# Is my German Shepherd mixed?



## Trojan89 (Apr 3, 2018)

I have a female German Shepherd who has her papers and is a mix between a long hair and a regular German Shepherd. About a year ago I met my gf who also had a German Shepherd. Hers was a bicolor male but no papers. A lot of people want us to breed them but I want to know if he’s PB or not. He has a very curly tail and his head is massive lol


----------



## ksotto333 (Aug 3, 2011)

Just as a heads up, indiscriminate breeding because you have two dogs possibly of the same breed is not the best idea. You'll be getting a lot of advice and probably flak on this idea. I suggest you search on this forum about breeding, lots of good threads with a lot of information on pros, cons, why and why not.

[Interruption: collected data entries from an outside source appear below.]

PR #10603, opened 2025-01-09
MdeModulePkg: OvmfPkg: SecurityPkg: ShellPkg: fix [-Werror=maybe-uninitialized]

ghbaccount:
# Description

Sometimes I compile projects using old gcc (gcc-8.1.0)
This time I've tried to build ArmVirtPkg/ArmVirtQemu.dsc  and OvmfPkg/OvmfPkgIa{32,64}.dsc
and found a bunch of similar warnings preventing from complete project build.

- [ ] Breaking change?
- [ ] Impacts security?
- [ ] Includes tests?

## How This Was Tested

The changes look trivial. 

## Integration Instructions
N/A

### DIFF
--- a/SecurityPkg/RandomNumberGenerator/RngDxe/ArmTrng.c
+++ b/SecurityPkg/RandomNumberGenerator/RngDxe/ArmTrng.c
@@ -44,6 +44,10 @@ GenerateEntropy (
   UINTN       Index;
   UINTN       MaxBits;
 
+  if ((Length == 0) || (Entropy == NULL)) {
+    return EFI_INVALID_PARAMETER;
+  }
+
   ZeroMem (Entropy, Length);
 
   RequiredEntropyBits  = (Length << 3);
@@ -67,5 +71,5 @@ GenerateEntropy (
     Index                += (EntropyBits >> 3);
   } // while
 
-  return Status;
+  return EFI_SUCCESS;
 }
--- a/MdeModulePkg/Bus/Pci/NvmExpressDxe/NvmExpressMediaSanitize.c
+++ b/MdeModulePkg/Bus/Pci/NvmExpressDxe/NvmExpressMediaSanitize.c
@@ -360,6 +360,8 @@ NvmExpressMediaClear (
     return EFI_INVALID_PARAMETER;
   }
 
+  Status = EFI_SUCCESS;
+
   //
   // Per NIST 800-88r1, one or more pass of writes may be alteratively used.
   //
--- a/MdeModulePkg/Core/Dxe/Hand/Handle.c
+++ b/MdeModulePkg/Core/Dxe/Hand/Handle.c
@@ -1107,6 +1107,8 @@ CoreOpenProtocol (
     return EFI_INVALID_PARAMETER;
   }
 
+  Prot = NULL;
+
   //
   // Lock the protocol database
   //
--- a/MdeModulePkg/Core/Pei/Dispatcher/Dispatcher.c
+++ b/MdeModulePkg/Core/Pei/Dispatcher/Dispatcher.c
@@ -1564,6 +1564,11 @@ EvacuateTempRam (
   DEBUG ((DEBUG_VERBOSE, "Beginning evacuation of content in temporary RAM.\n"));
 
   //
+  // By default migrate all FVs and copy raw data
+  //
+  FvMigrationFlags = FLAGS_FV_RAW_DATA_COPY;
+
+  //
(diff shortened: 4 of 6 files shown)


SecurityPkg/RandomNumberGenerator/RngDxe/ArmTrng.c
```diff
@@ -46,6 +46,7 @@ GenerateEntropy (
 
   ZeroMem (Entropy, Length);
 
+  Status               = EFI_INVALID_PARAMETER;
```
samimujawar, line 49: I think it may be better to validate the input arguments before line 47.

if ((Length ==0) || (Entropy == NULL)) {
  return EFI_INVALID_PARAMETER;
}

That way it will also fix the issue at line 47 if Entropy is NULL.

samimujawar (approved):
Thank you for this fix.
The patch "ArmPkg: ArmGic: fix warning about uninitialized variable" looks good to me.

samimujawar (changes requested):
For patch "SecurityPkg/RngDxe: fix warning about uninitialized variable", it would be better to validate the function input parameters.

pierregondois (approved):
The ShellPkg patch lgtm

ArmPkg/Drivers/ArmGic/ArmGicLib.c
```diff
@@ -192,6 +192,7 @@ ArmGicAcknowledgeInterrupt (
     // Report Spurious interrupt which is what the above controllers would
     // return if no interrupt was available
     Value = 1023;
+    IntId = Value;
```
leiflindholm, line 195: Actually, I had a look at this function. Hated it. Since it does two things, and it's just weird. Wrong level of abstraction.

So I went and had a look at who's actually using the insane interface. Turns out no one is. Last user disappeared with 96c8e756819de09d14770aedbd63916c3004e657 "ArmPlatformPkg/PrePeiCore: Drop MPCore variant".

So could we instead delete the function, and its prototype in ArmPkg/Include/Library/ArmGicLib.h?

ghbaccount: I searched for this function on github one more time and did not find any usage of it it in other edk2 based projects. The only project is mu_plus , but it has its own copy mu_silicon_arm_tiano/ArmPkg.
So I can drop this patch and create another PR removing this function.

SecurityPkg/RandomNumberGenerator/RngDxe/ArmTrng.c
ghbaccount: Yes, this a good fix too.
Unfortunately I doesn't fix the warning.
The compiler I'm using is not so smart.
But after adding proposed parameters validation, we can return EFI_SUCCESS unconditionally.
In case of Status gets error value an early return will happen.

ArmPkg/Drivers/ArmGic/ArmGicLib.c
ghbaccount: Removed patch "ArmPkg: ArmGic: fix warning about uninitialized variable"

SecurityPkg/RandomNumberGenerator/RngDxe/ArmTrng.c
ghbaccount: Reworked patch "SecurityPkg/RngDxe: fix warning about uninitialized variable"

lgao4:
The changes in MdeModulePkg and ShellPkg are good to me.

lgao4 (approved):

ghbaccount:
> For patch "SecurityPkg/RngDxe: fix warning about uninitialized variable", it would be better to validate the function input parameters.

Reworked this patch. After adding input parameters validation this function always returns success.

ghbaccount:
> For patch "SecurityPkg/RngDxe: fix warning about uninitialized variable", it would be better to validate the function input parameters.

Done.

ghbaccount:
Sorry!
I can not solve "1 change requested" condition.
I've pushed a fix, I've wrote a comment but I'm not able to find smth like "Resolve conversation"

leiflindholm:
> Sorry! I can not solve "1 change requested" condition. I've pushed a fix, I've wrote a comment but I'm not able to find smth like "Resolve conversation"

Hmm, not clear to me how I could do that either. I can "dismiss review", but let's give @samimujawar until tomorrow to follow up. I can see you've made all the requested changes.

Personally the black dog looks off to me, his head doesn't look like a GSD. Welcome, I'm so partial to long coats, your girl has a sweet face.


----------



## GandalfTheShepherd (May 1, 2017)

Your dog isn't a pure bred. 

Look at how many german shepherds are on death row right now....
https://www.facebook.com/savinggsds/

Do you really think we need more? 
What titles do your dogs have? What health ratings?


----------



## Sabis mom (Mar 20, 2014)

Trojan89 said:


> I have a female German Shepherd who has her papers and is a mix between a long hair and a regular German Shepherd. About a year ago I met my gf who also had a German Shepherd. Hers was a bicolor male but no papers. A lot of people want us to breed them but I want to know if he’s PB or not. He has a very curly tail and his head is massive lol


You are going to do what you want anyway, and thinking about it is halfway to doing it. But as someone who spent a couple of decades taking the poorly bred shepherds with the allergies, pee poor temperaments, bad hips, bad hearts, bad eyes, and all around rotten existences I feel obligated to weigh in and at least try. 
Randomly bred puppies come into this world with the deck stacked against them. If they dodge the many health issues that plague the breed and are blessed with stable temperaments, they still need to survive the first months of their lives with an inexperienced breeder who may not understand the necessities of things like proper nutrition and handling/exposure. Then they will venture into the world with the hope that they have a stable lifelong home and don't end up in a shelter or worse. (That really sweet lady with the kids was actually shopping for a mill or a flip or much worse.) They don't have the safety net of a breeder who can and will take them back, or move heaven and earth to get them back if need be. and the ones that don't get tied to my car or dumped over my fence often end up in cold concrete rooms with a stranger sticking a needle in them. Or dead in a kennel where no one sees.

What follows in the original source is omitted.